Selenium has many benefits as an essential nutrient in our diet. It functions as an antioxidant and helps regulate thyroid hormone metabolism, DNA synthesis, reproduction, and immune system support. The RDA for age 14 years and older is 55 mcg. Biological selenium status is commonly assessed using blood or urine for recent selenium intake or hair and nails for long-term intake. Selenium-rich foods include Brazil nuts, meat, grains, and seafood, such as tuna, halibut, sardines, and shrimp. Brazil nuts are considered the richest source as they supply 544 mcg per 6–8 nuts, providing 989% of the daily value [97]. The selenium content of plant foods, such as grains and seeds, depends on the selenium concentration of the soil in which they are grown. Hence, lower soil selenium levels in regions such as China can lead to dietary selenium deficiency [12]. It is critical to obtain the RDA for selenium since a deficiency has been associated with Keshan disease, male infertility, and cognitive decline [97].
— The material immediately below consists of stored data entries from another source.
PR #143, opened 2017-02-16
Feature/unicode literal

cas--:


deluge/tests/test_client.py
```diff
@@ -119,7 +119,6 @@ def on_failure(failure):
                 error.BadLoginError
             )
             self.assertEquals(failure.value.message, 'Password does not match')
-            self.addCleanup(client.disconnect)
```
cas--: @bendikro was the disconnect from copy-paste of login ok tests?

cas--:
The `msgmft` module is currently only py 2.7.12 compatible so likely will require the following dependency: http://python-future.org/stdlib_incompatibilities.html#array-array

PR #144, opened 2017-03-08
added slimit to setup_requires

krichter722:
Added `slimit` to `setup_requires` in order to avoid `Import error: Requires slimit package for minifying WebUI files.`.

The [test failures](https://travis-ci.org/krichter722/deluge/jobs/209017439) seem to indicate a further problem which occurs after adding. It'd be good to get some feedback because the changes proposed here ease the local build with `python setup.py build && sudo python setup.py install` on Ubuntu 16.10.

### DIFF
--- a/setup.py
+++ b/setup.py
@@ -487,6 +487,7 @@ setup(
     url='http://deluge-torrent.org',
     license='GPLv3',
     cmdclass=cmdclass,
+    setup_requires=['slimit'],
     tests_require=['pytest'],
     data_files=_data_files,
     package_data=_package_data,


cas--:
I don't actually want slimit to be a dependency for setup. When shipping the release source code I intend to include minified js files so that it is not required. It is listed under DEPENDS for development and perhaps need to make that clearer.

cas--:
I think the better solution would be that if slimit is missing that non-minified js is copied over.

http://dev.deluge-torrent.org/ticket/3053#ticket

PR #148, opened 2017-03-17
Issue/plugin resources path

cas--:
This branch is attempting to deal with the non-ascii issue in [#2341](http://dev.deluge-torrent.org/ticket/2341) and unify the access to resources by plugins.

 - I've ensured pkg_resources.resource_filename filepath is decoded.
 - However I realised it seems unnecessary to use a `pkg_resources` lookup when the plugin `data` dir is a relative path and a call to `abspath` would resolve an absolute path.

- [x] Perhaps need to decode abspath to string...

There is another option to get the entire file as a buffer string using [`pkgutil.get_data`](https://docs.python.org/2/library/pkgutil.html#pkgutil.get_data) which can be used with `gtk.glade.xml_new_from_buffer` (instead of `gtk.glade.XML(filename)`)

### DIFF
--- a/deluge/plugins/Blocklist/deluge/plugins/blocklist/common.py
+++ b/deluge/plugins/Blocklist/deluge/plugins/blocklist/common.py
@@ -1,6 +1,11 @@
 # -*- coding: utf-8 -*-
 #
-# Copyright (C) 2009 Andrew Resch <andrewresch@gmail.com>
+# Basic plugin template created by:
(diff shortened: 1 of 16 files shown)


deluge/plugins/Blocklist/deluge/plugins/blocklist/common.py
```diff
@@ -1,6 +1,6 @@
 # -*- coding: utf-8 -*-
```
cas--: Oops must fix this overwrite mistake

PR #176, opened 2018-01-09
Discussion: some enhancements to the RPC protocol.

AllSeeingEyeTolledEweSew:
I don't expect this PR to be accepted as a single change, but I introduce it to start some discussion.

There are two major changes:
1. Do zlib/rencode work for outgoing messages in a thread
2. Introduce explicit framing around messages in the protocol, rather than relying on zlib for implicit framing. Introduce simple protocol version negotiation to accomplish this.

Number 1 is pretty straightforward, and is very useful for large messages, such as status on a large number of torrents. I've also been working with a plugin giving RPC access to `read_piece` and emitting `read_piece_alert` as an event. These can be quite large, and compression can block the event loop for seconds. I've taken care to ensure messages are compressed via a queue, so they are sent in the order they were generated. In particular it's important to ensure events are emitted in a consistent order.

Number 2 requires some justification. Today the Deluge RPC relies on zlib decompression to detect a message boundary, but I have found correctness and performance problems with this. I have found there are messages for which `zlib.decompress(buf) == zlib.decompress(buf[:-1])`. That is, sometimes a compressed buffer may contain an extraneous byte which may be omitted. So if a client gets `buf[:-1]` via a socket, it will successfully decompress, and the extraneous byte will corrupt the stream. This only happens when exchanging a very large amount of data. I haven't nailed down the exact circumstances in which this happens, but it happens enough that I had to create a client which tries ignoring bytes when trying to read a message (see https://github.com/AllSeeingEyeTolledEweSew/deluge_client_sync/blob/master/deluge_client_sync.py#L247) and I see it successfully log doing this at least a few times a day.

More than that, the fact remains that we must try to decompress a growing buffer after every `recv()`. So the time to decompress a message is `O(n^2)` in the length of a message, and this ends up being tens of milliseconds for messages of a few megabytes, or hundreds of milliseconds with the corruption detection described above.

Introducing an explicit length around each message solves both these problems. I chose a 4-byte unsigned int length encoded in little endian.

To negotiate which protocol to use, I added a `protocol_version` parameter to `daemon.login`. I defined the protocol such that the stream will operate in v1 until the response to `daemon.login` is received, and thereafter use the negotiated protocol in both directions. (One reason for including two RPC-related changes in this PR is to demonstrate how they interact here; the response to `daemon.login` must be sent synchronously before the protocol changes). A client passing `protocol_version` should detect a `TypeError` response as a server which only knows v1. It was necessary to piggyback on an existing RPC method, since Deluge yields no response to unknown methods; if we introduce a new method we'd have to wait for a timeout when trying it on an old server.

### DIFF
--- a/deluge/core/rpcserver.py
+++ b/deluge/core/rpcserver.py
@@ -41,10 +41,11 @@ import sys
 import zlib
 import os
 import stat
+import struct
 import traceback
 
 from twisted.internet.protocol import Factory, Protocol
-from twisted.internet import ssl, reactor, defer
+from twisted.internet import ssl, reactor, defer, threads
 
 from OpenSSL import crypto, SSL
 from types import FunctionType
@@ -63,6 +64,9 @@ from deluge.core.authmanager import AUTH_LEVEL_NONE, AUTH_LEVEL_DEFAULT
 RPC_RESPONSE = 1
 RPC_ERROR = 2
 RPC_EVENT = 3
+
+DEFAULT_PROTOCOL_VERSION = 1
+PROTOCOL_VERSION = 2
 
 def export(auth_level=AUTH_LEVEL_DEFAULT):
     """
@@ -124,6 +128,9 @@ class DelugeError(Exception):
 class NotAuthorizedError(DelugeError):
     pass
 
+class InvalidProtocolVersionError(DelugeError):
+    pass
+
 class ServerContextFactory(object):
     def getContext(self):
         """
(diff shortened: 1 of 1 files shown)


cas--:
Have you looked at the develop or master code? 1.3 will not see any changes.

aresch:
Yes, please make sure you look at the develop branch.  You'll notice that we already have your second suggestion implemented. If you want to re-sync your first suggestion against develop we can discuss using it but this PR as it stands will be closed.

AllSeeingEyeTolledEweSew:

Selenium plays a key role in several enzymes called selenoproteins, which function primarily as antioxidants. The most highly characterized of these proteins is glutathione peroxidase. Glutathione peroxidase is an important antioxidant that converts hydrogen peroxide, lipid peroxides, and organic peroxides to less harmful substances via a coupled reaction involving the conversion of reduced glutathione to oxidized glutathione. A dietary deficiency in selenium decreases the expression of glutathione peroxidase in favor of other selenoproteins, such as selenoprotein P, and can increase the risk for oxidative damage. Selenoprotein P contains up to 10 selenocysteine residues, transports selenium to tissues, and acts as an additional antioxidant, quenching peroxynitrate radicals which can damage DNA and lipid membranes. Selenoprotein M is found in neuronal cells and may protect against oxidative stress caused by hydrogen peroxide. Selenium is also required for iodine metabolism for the regulation of thyroid hormone synthesis [26]. The various biological roles and mechanistic actions of selenium and selenoproteins are not completely understood and require more investigation.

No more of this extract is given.